*PROBLEM TO WORK ON*
From the entries below, gather each line containing the word "another".

*EXCERPTED RECORDS*
PR #37, opened 2015-08-04
Remove troublesome spaces on documentation

abelsiqueira:
The documentation is converted to Markdown, ignore the line length but not the leading spaces. This could cause multiple spaces between words.

### DIFF
--- a/src/julia_interface.jl
+++ b/src/julia_interface.jl
@@ -2,11 +2,11 @@ export objcons, objgrad, obj, cons_coord, cons, hess_coord, hess, hprod, hprod!
 
 """objcons(nlp, x)
 
-  Computes the objective function and constraint vector values at x.
-  Usage:
+Computes the objective function and constraint vector values at x.
+Usage:
 
-      f, c = objcons(nlp, x) # If the problem is constrained
-      f = objcons(nlp, x)    # If the problem is unconstrained
+    f, c = objcons(nlp, x) # If the problem is constrained
+    f = objcons(nlp, x)    # If the problem is unconstrained
 
   - nlp: [IN] CUTEstModel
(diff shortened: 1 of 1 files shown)


src/julia_interface.jl
```diff
@@ -2,11 +2,11 @@ export objcons, objgrad, obj, cons_coord, cons, hess_coord, hess, hprod, hprod!
 
 """objcons(nlp, x)
```
dpo: Should this be indended 4 spaces as well? It looks a little weird, but then it's formatted as code (it renders in color in my terminal and I presume it's even more fancy in IJulia).

src/julia_interface.jl
```diff
@@ -245,14 +245,13 @@ end
...
+If the problem is constrained, the Hessian is of the Lagrangian function at
+x with Lagrange multipliers y, otherwise the Hessian is of the objective
+function at x.
+Usage:
 
-      Hv = hprod(nlp, x, y, v)
+    Hv = hprod(nlp, x, y, v)
 
   - nlp: [IN] CUTEstModel
   - x:   [IN] Array{Float64, 1}
```
dpo: The documentation for `v` is missing here (check also the other `hprod`s)

dpo:
Beautiful! Many thanks!

src/julia_interface.jl
abelsiqueira: This does not render in color in my terminal, I'll add the 4 spaces.

abelsiqueira: Alternatively, we could use `# objcons(nlp, x)`, which is useful for duplicated functions.

abelsiqueira:
Fixed

PR #76, opened 2016-09-20
Docs for specialized and core interfaces and other corrections

abelsiqueira:
On the specialized/core front, I changed the scripts to add the documentation right before the functions.
This includes the simple usage of each and a header from the man page on the core functions.
This lead to a unfixed problem, so far, that in the REPL, the docs are not in the correct order. Couldn't fix it.
The file `documentation.jl` is gone.

Then I change the `julia_interface.jl` to use `@doc (@doc NLPModels.foo)`. I made some changes on the pages, contents and index too. Shouldn't change much.


dpo:
Looks fantastic, thanks a lot for this hard work!

src/core_interface.jl
```diff
@@ -6,6 +6,32 @@ export usetup, csetup, udimen, udimsh, udimse, uvartype, unames,
...
+"""# usetup
+The usetup subroutine sets up the correct data structures for
+subsequent computations in the case where the only possible
+constraints are bound constraints. The problem under consideration is
+to minimize or maximize an objective function f(x) over all x ∈ Rn
+subject to the simple bounds xl≤x≤xu. The objective function is group-
+partially separable.
+
+This help was generated automatically and may contain
+errors. For more information, run the shell command
```
dpo: I'm not sure we should include this. What kind of errors could there be? In any case, it's good to refer to the man page.

abelsiqueira: Script might have some unverified error. I'm gonna remove the warning.

abelsiqueira:
I removed the script warning, and while doing that discovered new CUTEst functions (changed computer).

dpo:
That's a lot of new stuff!!!

PR #77, opened 2016-09-21
Fix hess_coord when obj_weight is zero

abelsiqueira:
Found with `dercheck.jl`.

### DIFF
--- a/src/julia_interface.jl
+++ b/src/julia_interface.jl
@@ -416,7 +416,7 @@ function hess_coord(nlp :: CUTEstModel, x :: Array{Float64,1}; y :: Array{Float6
                  io_err,     &nvar,      &ncon,      x,            y,            this_nnzh,  &nnzh,      hval,         hrow,       hcol);
     @cutest_error
     nlp.counters.neval_hess += 1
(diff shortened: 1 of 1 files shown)


dpo:
We should actively use `dercheck` in the tests.

abelsiqueira:
I'm putting it on `dercheck`, it shouldn't be a problem anymore.
I'm still having problems with `AmplNLReader` though.

dpo:
Do you mean that you get erroneous derivatives?

abelsiqueira:
Yes. In this case, the Hessian. I'm not sure how Ampl works, but I'm calling `hess(nlp_ampl, nlp_ampl.meta.x0)` right after `consistency_functions` and the value is not what's expected.

dpo:
My guess is that it's the usual AMPL trap where you have to evaluate the function at x before you can evaluate its Hessian at x. Try calling `obj()` at the desired point before calling `hess()`.

abelsiqueira:
Yes, that was it. Didn't know about that. It's fixed now. This can me merged.

dpo:
Thanks!

Issue #80, opened 2016-09-24
Warnings


dpo:
I'm getting the warnings
```
WARNING: Method definition cchprods!(Int64, Int64, Bool, Array{Float64, 1}, Array{Float64, 1}, Int64, Array{Float64, 1}, Array{Int64, 1}, Array{Int64, 1}) in module CUTEst at /Users/dpo/.julia/v0.5/CUTEst/src/specialized_interface.jl:5294 overwritten at /Users/dpo/.julia/v0.5/CUTEst/src/specialized_interface.jl:5304.
WARNING: Method definition cchprods!(CUTEst.CUTEstModel, Bool, Array{Float64, 1}, Array{Float64, 1}, Int64, Array{Float64, 1}, Array{Int64, 1}, Array{Int64, 1}) in module CUTEst at /Users/dpo/.julia/v0.5/CUTEst/src/specialized_interface.jl:5351 overwritten at /Users/dpo/.julia/v0.5/CUTEst/src/specialized_interface.jl:5363.
```

Also
```
WARNING: Method definition f(Any) in module Main at /Users/dpo/.julia/v0.5/CUTEst/test/hs32.jl:4 overwritten at /Users/dpo/.julia/v0.5/CUTEst/test/hs4.jl:4.
WARNING: Method definition g(Any) in module Main at /Users/dpo/.julia/v0.5/CUTEst/test/hs32.jl:5 overwritten at /Users/dpo/.julia/v0.5/CUTEst/test/hs4.jl:5.
WARNING: Method definition H(Any) in module Main at /Users/dpo/.julia/v0.5/CUTEst/test/hs32.jl:8 overwritten at /Users/dpo/.julia/v0.5/CUTEst/test/hs4.jl:6.
WARNING: Method definition #H(Array{Any, 1}, Main.#H, Any) in module Main overwritten.
```
We should probably give each problem function names other than just `f`, `g` and `H`.

abelsiqueira:
I'm looking into the first problem.

`f` and friends are remnants from the days of yore. I'll remake the initial tests to use `NLPModels`.

These will be two PRs after 0.5.

abelsiqueira:
Okay, the problem happens in the script because when
- in an inplace method,
- an output variable
- is an Array{Int, 1}
then I create two methods: one using Array{Int, 1} and one using Array{Cint, 1}.
[...]

PR #82, opened 2016-09-25
Rework interface testing

abelsiqueira:
This uses NLPModels test files to test the interfaces.
Limits scope of variables, preventing redefinition warnings.

Related to #80, the second part. The first part is still not fixed.
Depends on JuliaSmoothOptimizers/NLPModels.jl/pull/47

The diff here isn't handling very well these large changes, so I'll explain a bit.
Before, to test if the interfaces were well formed I created two tests: hs4 and hs32. I would create functions `f`, `g`, etc., build the `CUTEstModel`, test and finalize. Similar do consistency checks.
Now, each interface test is a function receiving a CUTEstModel and another NLPModel to compare.
The tests are pretty much the same, but I changed every `@test_approx_eq_eps` to `@fact --> roughly` because it has built in `rtol`.
On test_{julia,core,specialized} I mainly changed the header and `@test` to `@fact`. Had a couple of fixes on the specialized interface tests.


abelsiqueira:
This was rebased, and together with #90, should close #80.

dpo:
Many thanks!

PR #85, opened 2016-10-06
Attempt to detect a working CUTEst setup

dpo:


dpo:
This works for me locally with an existing installation of CUTEst. Could you also test at your end?

abelsiqueira:
Yes, it is! Thank you.

dpo:
Not sure why it's decided to build gcc from source on osx...

abelsiqueira:
On homebrew-cutest it doesn't?

dpo:
Ah it's because osx 10.9 is no longer supported by Homebrew. I need to request a more recent one.

dpo:
Actually, the problem is something else. When installing CUTEst on 10.11, the gcc bottle is poured: https://travis-ci.org/optimizers/homebrew-cutest/jobs/165556609#L150

But when using Julia Homebrew, it isn't... Not sure what the problem is...

dpo:
I temporarily added a `travis_wait` to see if the build completes.

dpo:
Are osx failures a Travis bug??? I can't see another explanation at the moment.

dpo:
Ok, I think I understand. It's just that the gcc bottles in Homebrew aren't relocatable, so Homebrew.jl compiles from source.

abelsiqueira:
Sorry I haven't been helful. I really don't know much about osx and homebrew.
Can I merge this?

dpo:
No problem. I cleaned up the PR. If the build passes, it should be good to go.

abelsiqueira:
Thank you.

PR #90, opened 2016-10-25
Simplify specialized interface

### LINKED ISSUE #89: Simplify?
CUTEst has too many methods. Besides the core functions and the NLPModels variant, there is also the specialized interface, which I'm not completely sure how useful it is.

For each core function, the specialized interface has between one and six versions of that function.

- One returning all outputs
- One inplace version when there are arrays in the output
- One additional inplace version when there are integer arrays in the output (`Int`->`Cint`)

*EXERCISE RESPONSE*
Now, each interface test is a function receiving a CUTEstModel and another NLPModel to compare.
Are osx failures a Travis bug??? I can't see another explanation at the moment.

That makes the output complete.